The Real Story of MarketSmart…
You may already know that MarketSmart helps nonprofits engage with their supporters in a way that keeps them highly involved and committed— so they give more.
But what you might not know is that the personal challenges I faced building this business have been tremendous. So today, I thought I’d share my story with you.
I tried to bury what follows because it was so painful. But, when I was interviewed because my firm won a very big award (last year), it got me thinking about the challenges I/we overcame to get here.
Here is my story:
I started the business in 2008 during the economic downturn. It was shortly after my dad died from a heart attack and my stepmother began to sue me for his estate.
At the same time, my mother was diagnosed with lung cancer.
That meant I had to help her physically, emotionally and financially. Then one of her nurses stole $50,000 from her after giving her an overdose of drugs and rousing her from her sleep to have her sign checks emptying money from my mom’s account to her’s and her friend’s.
On top of all that, sadly, that crime led some people to judge how I took care of my mom (even though they weren’t involved in her care at all). I felt terribly guilty that I wasn’t with her 24/7. But I had to work. When she first got sick, I brought my laptop to her bedside and worked beside her. But I just couldn’t do that every hour of every day. Nevertheless, I felt horrible about it. Reprehensibly, those people made me a pariah. It still breaks my heart.
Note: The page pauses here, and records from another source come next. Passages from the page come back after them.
PR #738, opened 2015-08-12
Remove delivery and critical times from si description

weralabaj:
Refers to https://github.com/Particular/ServiceInsight/pull/477


weralabaj:
@johnsimons Missed that one before release, please review.

johnsimons:
good catch @weralabaj

Issue #731, opened 2015-08-09
update showcase


SimonCropp:
http://docs.particular.net/samples/show-case/on-premise/

Since this is our only demo of how to use NSB with SignalR we should ensure it is representative of the current version of signalr. currently it uses V 1.0.0	 from February 2013

Should also update bootstrap, jquery etc

SeanFeldman:
@SimonCropp I've used this just recently, don't mind to do it

SimonCropp:
@SeanFeldman ok. ping @petersgiles or @weralabaj if u need help on the js/css changes

PR #741, opened 2015-08-13
WIP: upgrade show-case dependencies 

SeanFeldman:
This PR is to address issue #731 

@weralabaj & @petersgiles could you please help with JS/CSS dependencies upgrade?


petersgiles:
@SeanFeldman I misunderstood what you wanted and I just went and did this in another branch and your changes pretty much matched mine. So I discarded mine in preference for yours.

SimonCropp:
also should the dependencies be pulled in through nuget or through a cdn eg

   <link rel="stylesheet" href="//cdnjs.cloudflare.com/ajax/libs/twitter-bootstrap/3.3.5/css/bootstrap.min.css" />

petersgiles:
Which would you prefer?

SimonCropp:
i prefer the cdn. although i am not sure it is possible with signalr and it dependencies??

SeanFeldman:
I don't think we should pull from CDN. This is a showcase, sample, not
production code.

petersgiles:
OK, We can look into that. In short, you pretty much want the latest of everything, served from the cloud where possible.

SimonCropp:
I just want the least moving pieces and the simplest to update moving forward.

nuget is in the process of deprecating content nuget packages. which means will JS nugets are dead and just dont know it yet

SimonCropp:
but i will defer to the guys doing the work ;)

petersgiles:
Ok CDN it is. :)

petersgiles:
@SeanFeldman I've made it use CDN's for the static assets and I've made it work a little nicer in bootstrap 3.

@SimonCropp  If you're happy with this I'm happy with it.

PR #745, opened 2015-08-14
Doco for timeout storage split and timeout persistence options

danielmarbach:
Belongs to https://github.com/Particular/NServiceBus/pull/2802


danielmarbach:
@DavidBoike here the doco

PR #748, opened 2015-08-17
Clarify serializers configuration.

weralabaj:
In progress...


SimonCropp:
@weralabaj isnt that covered here http://docs.particular.net/nservicebus/serialization/xml

weralabaj:
@SimonCropp I don't see it mentioning that xml is the default or that we need to use the same on sending/receiving endpoints. That relates to desk case 12702 btw.
If you think there's a better place for that information I can move it, but that's where I'd go first to understand serialization better.

SimonCropp:
@weralabaj happy with 

> The default serializer is XmlSerializer. In order to use another one configure the endpoint accordingly, 

but perhaps something similar to this http://docs.particular.net/nservicebus/containers/#supported-containers instead of the json example?

weralabaj:
@SimonCropp Ok. i'll rework it.

weralabaj:
@SimonCropp better now?

SimonCropp:
Looks good to me. Pull the trigger

PR #749, opened 2015-08-17
link to Publishing Events from webapp article

pashute:
added link as to recommendations of when to use this and how.

### DIFF
--- a/samples/web/asp-web-application/sample.md
+++ b/samples/web/asp-web-application/sample.md
@@ -8,6 +8,9 @@ related:
 - nservicebus/hosting
 ---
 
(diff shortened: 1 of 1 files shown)


SimonCropp:
these should be put in a related header https://github.com/Particular/docs.particular.net/blob/master/README.md#an-example-header-for-an-article

on another note fully qualified links are not supported https://github.com/Particular/docs.particular.net/blob/master/README.md#linking

pashute:
So please do so. 

If I would be doing it, how do I find the relative path?

SimonCropp:
done here https://github.com/Particular/docs.particular.net/commit/426c224803e2da3c68d9132cc9eb4dc5e2491d68

PR #750, opened 2015-08-17
further reading

pashute:
links to the relevant how-to articles if one DOES wish to create a web application with messaging (and even events, in some cases according to this article)


SimonCropp:
these should be put in a related header https://github.com/Particular/docs.particular.net/blob/master/README.md#an-example-header-for-an-article

on another note fully qualified links are not supported https://github.com/Particular/docs.particular.net/blob/master/README.md#linking

pashute:
same questions as before. 
a. Could you do it?
b. How do you know the relative path?

SimonCropp:
done here https://github.com/Particular/docs.particular.net/commit/239496037006d62ded34af80ac9d58bed502195d

did not add a link to self hosting since that is the recommended approach for all hosting and it is not worth adding that ling to all samples and hosting pages

PR #751, opened 2015-08-17
Note about changing to JSonSerializer

pashute:
important because once some copies from the example they need their app to work correctly with the other projects communicating with this one through NServiceBus.

### DIFF
--- a/samples/web/asp-web-application/sample.md
+++ b/samples/web/asp-web-application/sample.md
@@ -27,6 +27,8 @@ In `WebApplication`, open `Global.asax.cs` and look at the code in the `Applicat
 
 <!-- import ApplicationStart --> 
 
+Note that setting the JSonSerializer will change the default behavior of NServiceBus. In order for this to work you must have all your message handling and message sending projects with the same method of serialization. So either set them all to use this serializer, or remove that line of code so they all use the default (XmlSerializer). 
+
 The rest of the code is typical for hosting NServiceBus in your own process. Read more about [the other lines](/nservicebus/hosting/self-hosting.md).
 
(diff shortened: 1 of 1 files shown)


SimonCropp:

If that wasn’t enough, the adjustable rate mortgage on my home came due and my house payment more than doubled.
The business wasn’t ready to provide my family with an income. I had been paying my employees. And, of course some of them wanted raises. But I wasn’t yet paying myself. And, in fact, the business needed a lot more capital just to keep it alive.
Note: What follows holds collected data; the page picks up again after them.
PR #754, opened 2015-08-17
Multi-deserialization support

hmemcpy:


nservicebus/serialization/multi-deserialization.md
```diff
@@ -0,0 +1,13 @@
+---
+title: How to specify additional deserializers
+summary: Specifying additional deserializers.
+tags:
+- serialization
+redirects:
+- nservicebus/specifying-additional-deserializers
```
SimonCropp: why the redirect? this url doenst currently exist

hmemcpy: @SimonCropp sorry, copypaste. I'm not finished with this yet.

SimonCropp:
in the PR on the core some new concepts have been added. eg `ConfigureSerialization`, changes in `SerializationFeatureHelper`. do these need to be documented?

SimonCropp:
so people implementing a custom serializer now need to implement `ConfigureSerialization` instead of `Feature`?  does that need to be captured?

weralabaj:
> When registering a default serializer to be used when serializing messages, additional deserializers may be specified, in order to support deserializing incoming messages, sent from endpoints using different serialization.

That sounds a bit complex, why not something like:
"Starting from NSB v6 it's possible to use different Serializers for sending and receiving endpoints. That requires specifying additional deserializers."

I didn't follow this issue at all (haven't even read description), so there are a few things I don't get. I think other readers also might have similar questions:
- What are "additional serializers"? How this thing works? Will it try to deserialize each message by iterating through the list of registered serializers unless it succeeds? If not, how?
- Will be the default serializer still used for serializing all messages?
- Why do we call them "default" and "additional"? The "default" means something else in the paragraph above, can we find another word ("primary"?)?
- "Specifying additional deserializers" > But below you say "to configure multiple deserializers". In fact "multiple" makes more sense to me than "additional + default" combination, does it also describe the idea better?
- I think it'd be better structure if we move "NOTE" to "Specifying additional deserializers" section and reorganize it to say: up to version 5 you have to use the same, from v6... and then what you have now. Then we could also update the section title, e.g. "Serializers configuration" or something better indicating that this is about configuration across endpoints.

hmemcpy:
Sorry it took me a while to get here.

@SimonCropp it's currently not a requirement to wrap a serialization in a feature to use a custom serializer. I understand this exists in order to decouple serialization impl. from the actual capability. If someone wants to register a custom serializer, they need only to [implement and register](http://docs.particular.net/nservicebus/serialization/custom-serializer) it.
Also, correct me if I'm wrong, are Features documented? I wasn't able to find anything specific.

@weralabaj 
I agree the language isn't ideal, but the goal was still to keep just one **serializer** to send/receive, but support additional **deserializers** to process messages from other endpoints. The reason they are called "additional" is that they don't replace the main/default serializer, but can be optionally configured in, well... addition to it.
Let me try answering your points:

 > * What are "additional serializers"? How this thing works? Will it try to deserialize each message by iterating through the list of registered serializers unless it succeeds? If not, how?  

As I mentioned, those are additional **deserializers**. I agree the language could work better, but the idea is: 1 serializer (two-way), additional (multiple) deserializer (for incoming messages)

>  * Will be the default serializer still used for serializing all messages?  

Yes. Since the serialization and deserialization functionality is coupled, essentially I am using existing serializers to deserialize only. So only the default/primary one will do both.

> * Why do we call them "default" and "additional"? The "default" means something else in the paragraph above, can we find another word ("primary"?)?  

I will be happy if we can find better, unambiguous language

>  * "Specifying additional deserializers" > But below you say "to configure multiple deserializers". In fact "multiple" makes more sense to me than "additional + default" combination, does it also describe the idea better?

I used "specifying" and configuring "interchangeably" here, since it's possibly to only use the built-in serializers as deserializers (I currently don't support using custom serializers as deserializers)

>  * I think it'd be better structure if we move "NOTE" to "Specifying additional deserializers" section and reorganize it to say: up to version 5 you have to use the same, from v6... and then what you have now. Then we could also update the section title, e.g. "Serializers configuration" or something better indicating that this is about configuration across endpoints.

I wanted to have a separate page for it, but I now think it is more suitable in the Serialization page. Need to think about it some more...

weralabaj:
@hmemcpy it makes sense now. Shout if you need help with writing.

Everything was hitting me at once.
Plus, many of you probably know that my wife has been a Type 1 diabetic since the age of 8. The birth of both of our children was tremendously challenging. Her daily life is filled with blood sugar testing, episodes of hypoglycemia and other demands. It was because of her dreadful disease that I took particular notice of a terribly offensive newsletter sent to us from a diabetes-related charity. That’s what led me to realize that I could do more to support the search for a cure by helping them overhaul their marketing efforts than by giving them money. More on that can be found here.
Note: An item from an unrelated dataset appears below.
PR #942, opened 2015-11-25
Sequence Diagram,  No data available

mikeminutillo:
Documentation Page for the "No data" message in ServiceInsight https://github.com/Particular/ServiceInsight/issues/515


johnsimons:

So, on top of my dad dying, his wife suing me, my mom dealing with cancer, my mortgage coming due and my business floundering, I had tremendous concerns for my wife’s well-being.
Her disease made it especially challenging for her to rear our two young children. I desperately wanted to be there to see them grow up because my dad wasn’t around much when I was a young boy or a teenager. He left our home when I was just 12, leaving me with my mom who suffered from chronic depression, anxiety and other issues.
I can’t believe how much I was dealing with when I look back. But I’m sure many of you have faced similar hard times. Everyone does, including your donors, volunteers and the beneficiaries of their gifts and time.
Finally, MarketSmart started to deliver serious results for our clients.
I was thrilled. Making progress warmed my heart. Building relationships with great people around the world made me feel like I was contributing. Making the world a better place.
But we still weren’t out of the weeds yet because many fundraisers simply were not yet ready to accept our “disruptive” software and strategies. In fact, soon after achieving amazing results for a few of our clients I was invited to speak about our successes at a fundraising symposium. But a handful of naysayers heckled me so much I couldn’t even finish my presentation. It was awful! I felt like an Uber driver at a taxi cab convention all because my technologies and methods were unorthodox and unconventional.
Today MarketSmart is finding more acceptance but, we still frequently encounter consternation.
I guess I’m a pariah to some in the nonprofit sector too. Such is the life of a disruptive, conscientious capitalist. We’re growing very fast. People keep asking about buying us or funding us. We’re winning awards. But most of all, we’re delivering results in line with our brand promise and our mission.
So that’s my story.
And now I just want to say “THANK YOU” to my wife. She is everything to me. She is the reason I started the business— to help raise money to cure her diabetes. She is my inspiration, my support, and my most trusted advisor. She is my true love and my best friend. If you ever meet her, you should thank her too. Without her, none of this would be possible.